There is a Brake release contact input used in drive parameters which enables the run command after acknowledging brake open. We bypassed this input still the issue is there. Also tried to change brake release current(Torque) at different settings but no change.

It has become serious issue since there was motor shaft breakage happened at this site in past.

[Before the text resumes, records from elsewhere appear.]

PR #2251, opened 2021-03-25
cmake: check if _GNU_SOURCE is already defined

pavelxdd:
`_GNU_SOURCE` can already be defined in `CMAKE_C_FLAGS`, so instead of redefining it (which will cause an error), check it beforehand.


lws-team:
Thanks, it's pushed on main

We never faced such problem . This is something new. Please help
__________________
Thanks,
Smartatuls
Teaching Once is Learning Twice


----------



## paulengr (Oct 8, 2017)

smartatuls said:


> Hi,
> 
> We have a EOT crane which has 3 hoists (30T/60T/30T). The issue is when we give command for Hoist Up or Down the the motor runs slightly(Jerk) for few rotations then stops completely and after full opening of brake it starts running again. Not sure how this is happening.
> There are 2 Thruster brakes for each hoist, their opening and closing works together. The brake open/close command is given by drive output relay. The drive is ATV71 - Schneider which has inbuilt brake logic parameters.
> ...


It's torque check. It might go under different names but that's what it is. It's either normal or your brake thruster is worn out and needs rebuilding.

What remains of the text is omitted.